> [EXERCISE DESCRIPTION]
Report every line of the records beneath this task that holds the string "from".
------ RECORDS FOR THIS EXERCISE
PR #4280, opened 2024-02-05
deprecation(semver): deprecate `reverseSort()`

timreichen:
Deprecates `reverseSort()` function

This function seems like a really special user case and trivial by using `compare()`.

ref: https://github.com/denoland/deno_std/issues/3948

### DIFF
--- a/semver/reverse_sort.ts
+++ b/semver/reverse_sort.ts
@@ -1,10 +1,20 @@
 // Copyright 2018-2024 the Deno authors. All rights reserved. MIT license.
 import type { SemVer } from "./types.ts";
 import { compare } from "./compare.ts";
+import { warnOnDeprecatedApi } from "https://deno.land/std@$STD_VERSION/internal/warn_on_deprecated_api.ts";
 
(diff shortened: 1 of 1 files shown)


semver/reverse_sort.ts
```diff
@@ -1,10 +1,20 @@
...
+ */
 export function reverseSort(
   versions: SemVer[],
 ): SemVer[] {
+  warnOnDeprecatedApi({
+    apiName: "reverseSort",
+    stack: new Error().stack!,
+    removalVersion: "0.217.0",
+    suggestion: "Use `versions.sort((a, b) => compare(b, a))` instead.",
+  });
```
iuioiua, line 18: Can you please remove the use of `warnOnDeprecatedApi()`? We've stopped using it for now (yes, it was short-lived 😆). Note to self: remove or disable the function when I can.

timreichen: oh🤔 Done.

iuioiua (approved):
LGTM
------------
> [OUTPUT FOR THIS TASK]
 import type { SemVer } from "./types.ts";
 import { compare } from "./compare.ts";
+import { warnOnDeprecatedApi } from "https://deno.land/std@$STD_VERSION/internal/warn_on_deprecated_api.ts";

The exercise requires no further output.